**Work required**
Look for the word "opened" in the entries below, then copy every line that has it.

**Task data**
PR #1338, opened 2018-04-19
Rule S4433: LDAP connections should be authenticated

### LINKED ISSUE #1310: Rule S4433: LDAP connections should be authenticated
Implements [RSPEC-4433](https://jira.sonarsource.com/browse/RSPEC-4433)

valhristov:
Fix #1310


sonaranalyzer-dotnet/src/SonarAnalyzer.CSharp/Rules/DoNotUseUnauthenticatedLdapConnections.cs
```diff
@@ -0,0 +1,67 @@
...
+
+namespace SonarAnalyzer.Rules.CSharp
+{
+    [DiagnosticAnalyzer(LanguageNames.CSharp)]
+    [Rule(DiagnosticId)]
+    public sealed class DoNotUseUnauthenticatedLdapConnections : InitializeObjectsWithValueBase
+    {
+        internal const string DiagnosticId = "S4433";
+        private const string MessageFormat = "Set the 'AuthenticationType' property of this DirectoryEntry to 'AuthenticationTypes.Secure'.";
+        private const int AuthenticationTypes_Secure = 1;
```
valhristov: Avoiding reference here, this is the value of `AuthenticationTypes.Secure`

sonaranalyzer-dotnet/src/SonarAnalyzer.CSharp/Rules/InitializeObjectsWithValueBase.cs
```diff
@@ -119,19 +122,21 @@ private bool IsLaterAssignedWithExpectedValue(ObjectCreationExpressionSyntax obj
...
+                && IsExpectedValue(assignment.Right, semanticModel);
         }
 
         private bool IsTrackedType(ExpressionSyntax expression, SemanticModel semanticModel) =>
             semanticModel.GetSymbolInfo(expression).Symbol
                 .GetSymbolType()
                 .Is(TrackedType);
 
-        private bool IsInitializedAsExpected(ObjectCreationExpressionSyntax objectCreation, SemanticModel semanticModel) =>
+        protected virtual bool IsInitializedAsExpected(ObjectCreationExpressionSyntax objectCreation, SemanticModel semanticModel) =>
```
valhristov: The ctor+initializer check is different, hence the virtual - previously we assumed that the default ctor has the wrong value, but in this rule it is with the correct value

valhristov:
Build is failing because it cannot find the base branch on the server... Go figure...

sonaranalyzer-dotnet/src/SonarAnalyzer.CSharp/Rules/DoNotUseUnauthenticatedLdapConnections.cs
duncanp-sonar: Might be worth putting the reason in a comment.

...

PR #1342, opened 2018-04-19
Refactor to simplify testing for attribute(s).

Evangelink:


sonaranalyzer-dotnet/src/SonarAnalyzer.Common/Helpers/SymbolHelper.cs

**Output below**
PR #1338, opened 2018-04-19
PR #1342, opened 2018-04-19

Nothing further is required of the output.